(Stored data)
· · · · ·
Issue #350, opened 2018-06-19
[TypesScript] Models are sorted incorrectly in output


gbrown-ce:
##### Description

When generating the client, the model classes in the resulting api.ts file are sorted alphabetically.  In many cases this is fine and doesn't matter.  The problem comes in when you are using inheritance.  In TypeScript you cannot put an inherited class before its parent.  If for instance you have a parent "Section" and a child "ButtonSection", this will cause the Typescript compilation to fail since the child comes before the parent alphabetically.

##### openapi-generator version

3.0.2

##### OpenAPI declaration file content or url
· · · · ·
Copy down every line of the entries containing the word "sorted".

[TypesScript] Models are sorted incorrectly in output
When generating the client, the model classes in the resulting api.ts file are sorted alphabetically.  In many cases this is fine and doesn't matter.  The problem comes in when you are using inheritance.  In TypeScript you cannot put an inherited class before its parent.  If for instance you have a parent "Section" and a child "ButtonSection", this will cause the Typescript compilation to fail since the child comes before the parent alphabetically.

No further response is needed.